Tornando alla “pirosofia”, tra i tanti esponenti citati nelle pagine infuocate e non di rado deliranti – nel senso, innanzitutto, di qualcosa che esce continuamente dal solco formale (ma anche morale, letterario, culturale, politico, etc.) – spiccano Emily Dickinson, Franz Kafka e Billie Holiday. Benché il personaggio di Jonny Costantino, nel libro, abbia tonalità più herzoghiane: Il crepuscolo del mondo è rievocato con chiaro affetto in queste righe: «Non vivresti in questo mondo se non sapessi queste e altre cose, eccetto tu non sia come uno di quei soldati giapponesi che per 20 anni hanno continuato a combattere da soli in qualche isolotto sperduto, rifiutandosi di accettare che la Seconda Guerra Mondiale fosse finita e con essa l’Impero Nipponico». Dickinson, Kafka e Holiday si prendono la scena per centinaia di pagine, secondo percorsi interpretativi che vanno dalla filologia alla numerologia, da una critica autoriale a tratti convincente, a tratti un po’ frusta – quale è inevitabilmente correlata a una simile insistenza sulla “vitarte” – alla ricerca d’archivio, in particolar modo sui dagherrotipi e le fotografie degli autori convocati nel testo.

Lasciando a chi vorrà immergersi in Piressia la perlustrazione e il giudizio su questi ulteriori paralipomeni istituiti da Costantino, si può comunque notare come questi derivino, almeno in parte, da uno scritto del 2010 di Antonio Moresco – chiaramente eletto da Costantino a proprio nume tutelare – intitolato “La più grande poetessa d’America” e dedicato alla possibile négritude, o discendenza mista, di Emily Dickinson.

Qui non seguiremo nemmeno questa pista letteraria, ma sembra opportuno ricordare come Costantino snoccioli molti nomi di sodali tanto veri quanto immaginari nel testo, restando quindi nei limiti, se non dell’autoreferenzialità, dell’autocitazione. Quest’ultima risuona, positivamente, come assunzione di responsabilità nei confronti della “pirosofia”, ma crea anche un continuo cortocircuito tra il piano del dibattito letterario o culturale per piccole cerchie – oltre allo scritto di Moresco, converrà ricordare che anche la posizione sulla continuità tra Coronavirus e Fobovirus deriva da un articolo pubblicato da Costantino nel 2020 su “Primo amore” – e la già citata elaborazione distopica. Ne deriva, sul piano stilistico, un’oscillazione tra una postura variamente, ma sempre dichiaratamente, outrée  (un altro esempio: «scrivo per i morti gloriosi, per i viventi cazzuti e per le viventi vulvate, tra le cui formazioni t’includo, nonché per i rivoltosi nascituri) – e una certa difesa preventiva, a dir la verità più sporadica, che rischia di far passare per “talpista” qualsiasi critica al testo della lucciola-Costantino. Del resto anche gli affondi senza rete, o le accensioni del fuoco, hanno un sottofondo moralista, come si può leggere, talora, in passaggi come questo: «La Prostituzione Assistita è lo status della contemporaneità».

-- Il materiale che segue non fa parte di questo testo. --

PR #90, opened 2021-10-12
only allow valid event state transitions

piercetrey-figure:
- prevents duplicated events leading to an envelope going from ENVELOPE_RESPONSE back to SCOPE_INDEX for example and the completion event never happening after successful indexing when an affiliate wasn't actively connected

### DIFF
--- a/p8e-api/src/main/kotlin/io/provenance/engine/service/EventService.kt
+++ b/p8e-api/src/main/kotlin/io/provenance/engine/service/EventService.kt
@@ -41,7 +41,8 @@ class EventService() {
 
         val VALID_STATE_TRANSITIONS = mapOf(
             Event.ENVELOPE_FRAGMENT to listOf(Event.ENVELOPE_CHAINCODE, Event.ENVELOPE_ERROR),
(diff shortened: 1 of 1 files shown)


p8e-api/src/main/kotlin/io/provenance/engine/service/EventService.kt
```diff
@@ -38,6 +38,15 @@ class EventService() {
         val SKIPPABLE_EVENTS = listOf(Event.UNRECOGNIZED, Event.SCOPE_INDEX_FRAGMENT)
         val CONNECTED_CLIENT_EVENTS = listOf(Event.ENVELOPE_REQUEST, Event.ENVELOPE_RESPONSE, Event.ENVELOPE_ERROR)
         val UNCONNECTED_CLIENT_EVENTS = Event.values().toList().minus(CONNECTED_CLIENT_EVENTS).minus(SKIPPABLE_EVENTS)
+
+        val VALID_STATE_TRANSITIONS = mapOf(
+            Event.ENVELOPE_FRAGMENT to listOf(Event.ENVELOPE_CHAINCODE, Event.ENVELOPE_ERROR),
+            Event.ENVELOPE_REQUEST to listOf(Event.ENVELOPE_MAILBOX_OUTBOUND, Event.SCOPE_INDEX, Event.SCOPE_INDEX_FRAGMENT),
```
scirner22, line 44: `REQUEST` doesn't go to `CHAINCODE`?

PR #95, opened 2021-11-17
Add connection timeout to streaming event call

piercetrey-figure:
add interceptor to implement a connection timeout when connecting to the streaming event call

- Can't use a regular grpc deadline, since that can't be per-message and messages can be sent far into the future when the stream is open for a long time

Hopefully this fixes the occasional mysterious hang that locks up everything for client watchers


scirner22 (approved):
This looks promising

rchaing-figure (approved):

kherzinger-figure (approved):

PR #100, opened 2021-12-03
send an immediate event on client watch connect to force grpc headers through

piercetrey-figure:
- prevents ConnectionTimeoutInterceptor from timing out when an envelope isn't executed within the timeout window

Beninteso, la miscela resta esplosiva, soprattutto quando la miccia resta esogena; succede, ad esempio, quando, sulla paura, si cita Il silenzio (2021) di Don De Lillo: «La vita a volte può diventare così interessante che ci dimentichiamo di avere paura». Più ancora del “Fobovirus”, è questo corpo a corpo con la paura, alla ricerca del desiderio perduto, che anima le pagine di Costantino. Ed è questa paura a creare lo spiraglio distopico cui si è già accennato e che avrebbe meritato forse più spazio, nella costruzione pur debordante del testo.

Peraltro, si tratta di una distopia che non è legata soltanto al ventennio che intercorrerà tra il 2024 e il 2044, ma include eventi disastrosi e inauditi già in questi mesi di settembre e ottobre 2024: sembrerebbe un azzardo, questo, per un libro che è uscito a luglio 2024, per la facile e immediata verificabilità del fatto che tale torsione distopica non si è avverata… Ma il golpe “talpista” è più subdolo, e nell’invisibilità e in un clima di generalizzato conformismo culturale, qualcosa di simile alla lampiridoscalopomachia potrebbe essere già in atto e riguardarci, com’è successo con l’autore di Piressia, molto da vicino.